5572 Background: Elderly women with ovarian cancer are often undertreated in comparison to best practice. The National Gynae-Oncology Registry (NGOR) is Australia’s first country-wide clinical quality registry (CQR) measuring compliance with optimal care defined by a set of clinical quality indicators (CQIs). Objectives: To assess compliance with a predefined set of CQIs for elderly women with newly diagnosed ovarian cancer aged > 75 compared to non-elderly women aged <75 years of age from the NGOR sites. Methods: All women with newly diagnosed ovarian cancer from May 2017 – July 2022 were eligible for inclusion.

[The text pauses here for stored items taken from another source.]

PR #9177, opened 2020-05-25
Remove vsphere cloud provider

### LINKED ISSUE #9166: Remove vsphere support
(Almost) all of the code related to vsphere was added in #2401. After that most changes were to keep things compiling. It has always lived behind a feature flag and it requires a lot of hacks to get running.

I don't see this going anywhere, especially now that VMWare is pushing Tanzu for all it's worth. So I suggest we just punt it.

olemarkus:
Fixes #9166


hakman:
@olemarkus Could you split the vendor code into a separate commit? Should make it easier to review.

olemarkus:
Certainly. Better now?

hakman:
Yes, looks better. Thanks!

upup/pkg/fi/cloudup/dns.go
```diff
@@ -166,22 +166,6 @@ func precreateDNS(ctx context.Context, cluster *kops.Cluster, cloud fi.Cloud) er
 	}
 
 	recordsMap := make(map[string]dnsprovider.ResourceRecordSet)
-	// vSphere provider uses CoreDNS, which doesn't have rrs.List() function supported.
-	// Thus we use rrs.Get() to check every dnsHostname instead
-	if cloud.ProviderID() != kops.CloudProviderVSphere {
```
johngmyers, line 171: This is a `!=` comparison, so the body should become unconditional

rifelpet:
I posted in the issue, but i think its worth waiting a few days for responses before we continue with the removal just to be sure.

https://github.com/kubernetes/kops/issues/9166#issuecomment-633723137

olemarkus:
/hold

If all looks good, it would be nice to get approval. 
I'll remove the hold if there is no response in #9166 after the weekend.

rifelpet:
👍 
/approve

Data were collected from medical records and relevant hospital linked databases by expert data managers. Results: A total of 1590 women were eligible for inclusion from 21 hospitals across 5 Australian states. The CQI data were subsequently aggregated and are summarised in the table. The proportion of elderly women receiving first-line chemotherapy with a platinum and taxane doublet was significantly lower compared to non-elderly (60% vs 89%, p < 0.001). The proportion of women with sub-optimally debulked or Stage IV cancer who received first-line chemotherapy with a platinum/taxane doublet and bevacizumab was significantly lower in elderly women compared to non-elderly (10% vs 30%, p < 0.001) . Enrolment in clinical trials or translational research was significantly lower in elderly women compared to non-elderly (13% vs 21%, p=0.002). The remaining CQIs showed no significant differences between the age groups. Conclusions: In this cohort, most measures of best practice were not significantly different between elderly and non-elderly women, with the exception of elderly women receiving less first line doublet chemotherapy, less doublet chemotherapy with bevacizumab in sub-optimally debulked or Stage IV cancer, and less likely to be enrolled in clinical trials or translational research. While these 3 CQIs represent a minority of the overall list of CQIs, such lack of compliance may result in significant differences in quality of life and overall survival for elderly women with ovarian cancer. Subsequent investigation is therefore warranted to confirm and explain these findings. [Table: see text]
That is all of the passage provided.